Rachael Kretsch has published an astonishing new preprint paper titled Naturally ornate RNA-only complexes revealed by cryo-EM where she reveals the 3D structure of three large RNA-only molecules. I’m blown away by what she found. All three are much more ordered and symmetrical than I’ve seen in other RNA structures.
I’ll present all three individually for players to view and perhaps use for inspiration in our current 240mer design lab project.
The Ornate Large Extremophilic (OLE) RNA consists of two identical pieces of RNA that connect at three sites.
Our OLE dimer map shows that it is organized as a series of parallel A-form helices, like a bundle of pipes. The exterior ends of these pipes from each chain are interconnected into a five-way junction…
An unusual but highly conserved symmetric interaction comprised of four A-A base pairs between two chains (L4, Fig. 1D), intermolecular base-pairing and stacking interactions connecting L5, L6, and L7 (Fig. 1E), and a kissing loop (L9.3, Fig. 1F) ‘weld’ the pipes together in the middle of the complex. Hereafter we denote these intermolecular interactions ‘bridges’ B1-B3, as used in ribosome nomenclature.
One thing I find useful to learn from this new structure map is how highly paired P5 and P7 are with P5 featuring GU pairs and P7 featuring AU pairs. This almost looks engineered!
Moving on, the other two structures are multimeric, meaning several copies of identical RNA come together to form a structure, in this case a hollow sphere. The ROOL sphere consists of 8 copies and the GOLLD sphere consists of 14 copies. These appear to be an entirely new class of structures.
Symmetric multimers are common among proteins and rationally designed RNA molecules, but observations of natural RNA multimers are rare. When observed, natural RNA homomeric interactions typically involve a single contact.
Both of these structure have numerous intermolecular contacts, referred to as bridges in the paper, that connect the individual chains (copies). The intramolecular contacts are drawn as lines as normal, and the intermolecular contacts are listed as B1, B2, B3, etc. (All of this makes them look even more like a Death Star to me.) Both structures form a nanocage larger than the ribosome!
The Rumen-Originating, Ornate, Large (ROOL) RNA consists of two half-shells, each formed by four chains (copies) of the 659-base RNA.

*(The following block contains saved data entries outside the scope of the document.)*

Issue #284, opened 2025-02-10
Redesign how we handle modelardbds metrics


CGodiksen:
Currently we track metrics such as used ingested memory, used uncompressed memory, used compressed memory, ingested data points, and used disk space by manually appending values to the different metrics when a relevant change happens. This both makes the code hard to read but is also error prone since it relies on always remembering to append the values to the metric whenever anything relevant happens. Furthermore, the metrics are not currently used outside ModelarDB, which makes the feature not currently worth the added complexity.

Metrics should be redesigned and reimplemented so that we instead use existing functionality for metrics, for example `DataFusion`, and rely on tracking metrics automatically instead. Automatic tracking of metrics could be achieved by integrating them into `memory_pool` in `StorageEngine` and the construction and dropping of buffers. Currently we also use an action to retrieve the metrics, this could be changed so we instead expose the metrics using `TableProvider`. 

This feature could be implemented together with https://github.com/ModelarData/ModelarDB-RS/issues/283 as part of a larger refactor of how we manage memory in `StorageEngine`.

- [x] Remove the existing implementation of metrics.
- [ ] Redesign how we handle metrics.
- [ ] Reimplement metrics according to the new design.

skejserjensen:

The mix of pairs in the long stems of the ROOL are more in line with what I typically see in natural RNA, although still a little heavy in AU pairs. I don’t have much more to say about the secondary structure except that AA non-canonical pairs are again more common than I would expect, and the lack of GU/UG crossing pairs makes sense since each RNA is essentially flat. (GU crossing pairs introduce flexibility.)
@DigitalEmbrace, again a supercool explanation of the article!
I was wondering about if there were a protein equivalent of this RNA Death Star. Like a selfassembling hollow ball.
It hit me where I had seen it before. The protein capsid (shell) of a virus. Those viral coat proteins are typically assembled of repeat monomers of the same protein. An advantage as the virus then only needs one gene for a coat protein. It just makes more of it.
The natural question now is, if a virus exist with an RNA coat shell
Also I wonder if RNA capsids will generally be smaller than protein capsids.
Ok, I think I can answer the latter one myself. The nanocages of those RNA balls can be larger than ribosomes. Ribosomes are similar in size to or much smaller than viral capsids.
The chaperonin GroEL GroES protein complex forms chambers to correct or assist protein folding. It’s ATP driven and has a pair of reciprocating chambers. While one GroEL chamber is occupied and closed off by a GroES cap, the other chamber can’t be used.
Vaults are another example of compartments formed by protein. Not much seems to be known about them. Also composed of two halves. About 95% protein and 5% RNA.